* **WORK TASK**
In the records below, find the line that contains "ARIA doesn't either." and the line that contains "I am worried", then retype exactly those two lines and every line between them.
*** SUPPLIED RECORDS ***
PR #2764, opened 2021-01-18
feat(aria-allowed-attr): add ARIA 1.2 prohibited attrs check

straker:
Aira 1.2 added [Prohibited States and Props](https://www.w3.org/TR/wai-aria-1.2/#prohibitedattributes) which prevent certain ARIA attributes from being allowed on certain roles. Implementing this as a prerequisite of #1575

Related discussions:
- https://github.com/w3c/aria/issues/756
- https://github.com/w3c/aria/pull/985

In another PR, we can make it so in `implicitRole` any html element without a role returns `generic`, which prohibits `aria-label` and `aria-labelledby`, thus fixing #1575.

From Scott O'Hara on asking about HTML elements with no role mapping:

> no mapping = generic
> generic doesn't allow naming


WilcoFiers (approved):

veselints:
@straker why the latest official release of axe-core contains a rule that is part of the WAI-ARIA 1.2 recommendation? That is still a candidate. I believe the official releases should be based only on official specs and recommendations. I know that the 1.2 rec is an improvement of the 1.1 and soon or later the above should be part of axe-core, but the rules from a candidate should go to a beta/dev channel of the package and not in the official release.

straker:
@veselints axe-core contains best-practice rules and checks that aren't part of the ARIA spec (such as aria-dialog-name), as well as rules that inform the user of problems they might not be aware of (such as this one and presentation-role-conflict). We [test current screen reader support](https://github.com/dequelabs/axe-core/pull/2712#issuecomment-759732976) and will add new rules and future ARIA spec concept based on what screen readers do today.

PR #2766, opened 2021-01-19
fix(aria-allowed-attr): error when generic elements use aria-label and aria-labelledy

straker:
Tested the following DOM in different browsers:

```html
<div aria-label="my label">foo</div>
<span aria-label="my label">foo</span>
<i aria-label="my label">foo</i>
<p aria-label="my label">foo</p>

<div id="label">my label</div>
<div aria-labelledby="label">foo</div>
<span aria-labelledby="label">foo</span>
<i aria-labelledby="label">foo</i>
<p aria-labelledby="label">foo</p>
```

No browser / screen reader combination read the `aria-label` or the `aria-labelledby` attributes. All names returned as "foo"

**Note:** The "proper" way to handle this would be if axe-core returned `generic` instead of `null` for nodes without a role. However, we are not set up to do that and It would require going through all use cases where we check for `null` role and changing it for `generic`. I'm not sure we want to do that just yet, but we should at least add a tech debt ticket to do so if this is merged.

Closes issue: #1575


test/commons/standards/get-aria-roles-by-type.js
```diff
@@ -1,59 +1,32 @@
 describe('standards.getAriaRolesByType', function() {
   var getAriaRolesByType = axe.commons.standards.getAriaRolesByType;
 
-  before(function() {
-    axe._load({});
-  });
+  it('should return a list of role names by type', function() {
```
straker, line 4: I got tired of updating this test when adding new roles. This should allow us to not have it change so often.

lib/checks/aria/aria-prohibited-attr-evaluate.js
```diff
@@ -27,12 +27,9 @@ import standards from '../../standards';
...
 function ariaProhibitedAttrEvaluate(node, options, virtualNode) {
   const prohibited = [];
-  const role = getRole(virtualNode);
-
-  if (!role) {
-    return false;
-  }
 
+  // From Scott O'Hara on asking about HTML elements with no role mapping: no mapping = generic
+  const role = getRole(virtualNode) || 'generic';
```
WilcoFiers, line 32: I'm not so sure I agree with that suggestion of Scott, nor with the implication of it. I don't think we should call every use of aria-label on an element we don't have a role for as a failure of SC 4.1.2. That seems a bit of a stretch to me. A best practice might be more appropriate. I'm going to get some more Deque folks to weigh in on that one first.

test/checks/aria/aria-prohibited-attr.js
```diff
@@ -1,4 +1,4 @@
-describe.only('aria-prohibited-attr', function() {
+describe('aria-prohibited-attr', function() {
```
WilcoFiers, line 1: Huh, odd.

WilcoFiers (changes requested):

test/integration/rules/aria-allowed-attr/failures.html
```diff
@@ -20,4 +20,6 @@
 <div role="subscript" aria-labelledby="value" id="fail20">fail</div>
 <div role="superscript" aria-label="value" id="fail21">fail</div>
 <div role="superscript" aria-labelledby="value" id="fail22">fail</div>
+<div aria-label="value" id="fail23"></div>
+<div aria-labelledby="value" id="fail24"></div>
```
WilcoFiers, line 24: Add some incomplete examples too please.

lib/checks/aria/aria-prohibited-attr-evaluate.js
```diff
@@ -27,14 +28,12 @@ import standards from '../../standards';
...
-  const role = getRole(virtualNode);
-
-  if (!role) {
-    return false;
-  }
 
+  const role = getRole(virtualNode);
   const attrs = virtualNode.attrNames;
-  const prohibitedAttrs = standards.ariaRoles[role].prohibitedAttrs;
+  const prohibitedAttrs = role
```
WilcoFiers, line 34: Apologies for not thinking of this sooner, but I think this should check if this is a "null" attribute. Don't think this should complain about `<div aria-label=" " aria-labelledby="doesNotExist">`.

WilcoFiers (changes requested):

lib/checks/aria/aria-prohibited-attr-evaluate.js
```diff
@@ -23,32 +24,42 @@ import standards from '../../standards';
...
     this.data(prohibited);
+
+    // aria-label and aria-labelledy are not allowed on elements
+    // without roles, but if the element has text content then
+    // we will return undefined as a screen reader will read
+    // the text content
+    if (!role) {
+      if (sanitize(subtreeText(virtualNode)) !== '') {
+        return undefined;
+      }
```
WilcoFiers, line 60:
```suggestion
    if (!role && sanitize(subtreeText(virtualNode)) !== '') {
      return undefined;
```

WilcoFiers (changes requested):
Very minor tweak.

.circleci/config.yml
```diff
@@ -23,14 +23,14 @@ set_npm_auth: &set_npm_auth
 restore_dependency_cache_unix: &restore_dependency_cache_unix
   restore_cache:
     keys:
-      - v8-cache-unix-{{ checksum "package.json" }}
-      - v8-cache-unix-
+      - v9-cache-unix-{{ checksum "package-lock.json" }}
```
straker, line 26: In order to get the tests working again we had to update our version of chromedriver. However, just updating the `packge-lock.json` file didn't work as we checksum the `package.json` file. This also means security updates that just modify the package-lock file do not cause our builds to use the latest versions.

.circleci/config.yml
```diff
@@ -96,10 +96,6 @@ jobs:
           export PATH=/c/tools/selenium:$PATH
           echo $PATH
       - run: npm run test:integration:ie
-      # test examples
```
straker, line 99: Removed as we did in master as windows / chrome was broken.

WilcoFiers (approved):

Issue #2558, opened 2020-10-14
Allow aria-required on fieldset?


WilcoFiers:
This question came in through twitter:

> https://twitter.com/clcorde/status/1316048183299112967
> 
> Using aria-required attr on `<fieldset>`
> `<fieldset aria-required="true">` AXE is firing an error: aria attribute not allowed. I looked at the technical documentation and it seems to be supported for radiogroup role; is this contradictory?

The answer is that `fieldset` maps to the `group` role, which does not have aria-required. When I tested this out though, I couldn't get aria-required to work on fieldsets at all, not even by giving it role="radiogroup". I only tested with Safari+VO. Maybe I'm missing something, but it looks like there's a problem with the way axe-core does aria-required. We'll need to do some research. Here's the code I tried:

```html
<fielset role="radiogroup" aria-required="true">
	<legend>Favorite H. Jon Benjamin show</legend>
	<input type="radio" id="bob" /><label for="bob">Bob's burgers</label>
	<input type="radio" id="archer" /><label for="archer">Archer</label>
</fielset>
```

straker:
Tested this and only JAWS/IE and JAWS/Chrome report that the radio buttons are required. NVDA/Firefox, VO/Safari, and Android Voice Assistant/Chrome do not report required.

straker:
We can add an `unsupportedAttrs` property to the `aria-roles.js` file that flags certain combination of roles/attributes as unsupported due to lack of browser support. Make it's own check and add to the `aria-allowed-attr` rule.

straker:
Closing as this is just a single use case with a lot of special logic behind it

riteshjagga:
We need this too, reason being fieldset gives an ability to disable all the radio buttons using the disabled attribute.

For a group of radio buttons the **required** word should be announced one by the screen reader which is possible only if we allow `aria-required` on a `fieldset`. Adding `aria-required` on every radio button will announce it every time radio button is focused/selected which could cause confusion.

So, I think both `role="radiogroup"` and `aria-required` should be allowed.

straker:
@riteshjagga you should be able to add `role="radiogroup"` to the fieldset to be able to add the `aria-required` attribute. 

```html
<fieldset role="radiogroup" aria-required="true">
  <!-- Radio button 1 -->
  <!-- Radio button 2 -->
  <!-- Radio button 3 -->
</fieldset>
```

riteshjagga:
[...]

PR #2767, opened 2021-01-19
fix(aria-allowed-attr): flag attributes that are not supported with certain roles

straker:
I initially thought to make this it's own check, but the `aria-unsupported-attrs` check made the most sense in the end.

Closes issue: #2558


lib/checks/aria/aria-unsupported-attr-evaluate.js
```diff
@@ -1,7 +1,36 @@
...
+import { validateAttr, getRole } from '../../commons/aria';
 import standards from '../../standards';
 import matches from '../../commons/matches';
 
+/**
+ * Check that an element does not use any unsupported ARIA attributes for it's particular role.
+ * @param {VirtualNode} virtualNode
+ * @return {String[]}
+ */
+function getUnsupportedRoleAttrs(virtualNode) {
```
WilcoFiers, line 10: Kinda think this function should be on commons.aria instead.

test/integration/rules/aria-allowed-attr/failures.html
```diff
@@ -20,4 +20,5 @@
 <div role="subscript" aria-labelledby="value" id="fail20">fail</div>
 <div role="superscript" aria-label="value" id="fail21">fail</div>
 <div role="superscript" aria-labelledby="value" id="fail22">fail</div>
+<fieldset aria-required="false" id="fail23">fail</fieldset>
```
WilcoFiers, line 23: I think we're a little too hasty with this. This particular example will definitely not cause accessibility issues. aria-required=false does nothing. Even with aria-required=true... if there is some other indication that the element is required, I don't think we can call that out as a failure of WCAG TBH.

I feel like I should have spotted that a little sooner, but I think this is something that needs review at best, and I would argue only if it's aria-required=true, and the form controls in the fieldset don't have required or aria-required.

WilcoFiers (changes requested):

lib/standards/aria-roles.js
```diff
@@ -479,6 +479,7 @@ const ariaRoles = {
       'aria-expanded',
       'aria-orientation'
     ],
+    unsupportedAttrs: ['aria-required'],
```
WilcoFiers, line 482: Are you sure this doesn't work on any radiogroup? I only tested radiogroup on a fieldset with VO. I'd like to have more test data before we make this change.

lib/commons/aria/get-unsupported-role-attrs.js
```diff
@@ -0,0 +1,60 @@
...
+      ).length;
+
+      if (
+        role === 'radiogroup' &&
+        vNode.attr('aria-required') === 'true' &&
+        !requiredDescendants
+      ) {
+        return true;
+      }
+    }
```
WilcoFiers, line 44: This seems like it should be its own function somewhere, not embedded into this one. Sticking this here interrupts the reading flow. Maybe just put this below his function?

WilcoFiers (changes requested):

lib/commons/aria/get-unsupported-role-attrs.js
straker: This is in the same code style as https://github.com/dequelabs/axe-core/blob/develop/lib/checks/aria/aria-valid-attr-value-evaluate.js#L39. Should we add a tech debt ticket to update that one?

straker:
Closing as this is just a single use case with a lot of special logic behind it

Issue #1491, opened 2019-04-10
Consider using 'should' instead of 'must' in help text for best practices


mfairchild365:
I’d like to propose changing “must” to “should” in best practice rule help text. For example “Document must have one main landmark” would be “Document should have one main landmark”.

Motivation: This would better align with actual WCAG conformance requirements, the way Deque University refers to best practices, and RFC 2119.

WilcoFiers:
@mfairchild365 I think that's a good suggestion. I'm meeting with Melanie, Glenda and Sujasree to discuss aligning the descriptions of rules with those of the Deque Way. I'll take this on board as input.

dylanb:
No, this is a bad suggestion. If you want to meet the best practice you MUST do what it requires. The best practice itself is a SHOULD but if your decide to meet it then the requirements are clear.

melaniephilipp:
I was just going to file this same issue but discovered this open issue. As of this time, some axe best practices say must and some say should, so they aren't consistent within axe.  Also, in DQU and the DQWay we use the MUST, MAY, SHOULD terminology according to the RFC 2119 standard with respect to WCAG requirements. I realize the axe rules don't capitalize those terms and the analogy isn't perfect, but... the difference in use of "must" and "should" between axe and DQU and DQWay and Assure and WCAG is confusing to say the least.

WilcoFiers:
There are inconsistencies in these messages. In my opinion, the correct word to use in these messages is "must" for the reason Dylan said. If you want the issue to be resolved, you must resolve the thing.

melaniephilipp:
@goodwitch looping you in on this issue to get your thoughts.

goodwitch:
Sounds like we need to add this to the Jedi Council agenda.  @paulbohman needs to be included too.  See the DQU usages of MUST and SHOULD here https://dequeuniversity.com/checklist

WilcoFiers:
OK so RFC 2119 has nothing to do with this ticket. I agree with Dylan that if we treat these as requirements, they are a must. I dug into this with Glenda and Melanie this week, and what I found much more of a compelling reason to change this is to consider the [MuSCoW prioritisation method](https://en.wikipedia.org/wiki/MoSCoW_method). Best practices issues are not things that should block a release, whereas WCAG A and AA issues should do. Therefore it make sense for WCAG rules to not use the word "should" and for BPs to not use the word "must".

padmavemulapati:
[...]

PR #2770, opened 2021-01-20
fix(metadata): consistent use of 'must' and 'should'

WilcoFiers:
Ensure that best practices never use the word "must" in its description / help text, and that other rules don't use the word "should".

Closes issue: #1491

### DIFF
--- a/build/tasks/validate.js
+++ b/build/tasks/validate.js
@@ -235,20 +235,27 @@ function createSchemas() {
   return schemas;
 }
 
-function validateFiles(grunt, files, schema) {
+function validateFiles(grunt, files, schema, type) {
   var valid = true;
   files.forEach(function(f) {
     f.src.forEach(function(pathArg) {
       var file = grunt.file.readJSON(pathArg);
       file._path = pathArg;
       var result = revalidator(file, schema);
-
       if (!result.valid) {
         result.errors.forEach(function(err) {
           grunt.log.error(pathArg, err.property + ' ' + err.message);
         });
         valid = false;
-      } else {
+      }
+
+      const ruleIssues = type === 'rule' ? validateRule(file) : [];
+      if (ruleIssues.length > 0) {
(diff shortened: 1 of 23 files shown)


stephenmathieson:
Is this a "feature"? Seems like a `docs` or `fix` commit to me. 🤔

WilcoFiers:
@stephenmathieson Wouldn't say its docs... but yeah maybe it's more of a fix.

stephenmathieson (commented):
Change LGTM, but @straker should probably take a look since this touches `lib/rules`.

dylanb:
@WilcoFiers this change does not seem right to me. Saying `aria treeitem items should have an accessible name` is not as accurate as saying `aria treeitem items must have an accessible name`

Under what circumstances are these items allowed to not have an accessible name?

WilcoFiers:
@dylanb Yeah that one isn't too obvious. I ran this one by JC before we put it in. If a treeitem is interactive, it would need a name, but if it isn't, it's harder to argue that it does. ARIA says it does, which is why we put it as a best practice. But if you have a static treeitem, it's basically no different than a nested list. We don't require listitems to have an accessible name - ARIA doesn't either.

So that's why we landed on that one. I suppose we could've made it a WCAG rule and restrict it to focusable elements, but then again, we don't fail focusable listitems if they're empty either. This seemed like the most appropriate way to do it. It's maybe not as strict as it could we if we further refined it, but it also gets not false positives.

dylanb:
I am worried about all of them - that one was just an example.

I am concerned that these changes are not being made with usability in mind. We need to remember that 97%+ of the people reading these do not know the nuances that the JC would be concerned about.

I want to put the brakes on this and have a usability discussion about these first and foremost before we make any changes.

dylanb:
Discussed with @WilcoFiers : we are good to go on this

dylanb (approved):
*** End of SUPPLIED RECORDS ***
* **WRITTEN RESPONSE**
@dylanb Yeah that one isn't too obvious. I ran this one by JC before we put it in. If a treeitem is interactive, it would need a name, but if it isn't, it's harder to argue that it does. ARIA says it does, which is why we put it as a best practice. But if you have a static treeitem, it's basically no different than a nested list. We don't require listitems to have an accessible name - ARIA doesn't either.

So that's why we landed on that one. I suppose we could've made it a WCAG rule and restrict it to focusable elements, but then again, we don't fail focusable listitems if they're empty either. This seemed like the most appropriate way to do it. It's maybe not as strict as it could we if we further refined it, but it also gets not false positives.

dylanb:
I am worried about all of them - that one was just an example.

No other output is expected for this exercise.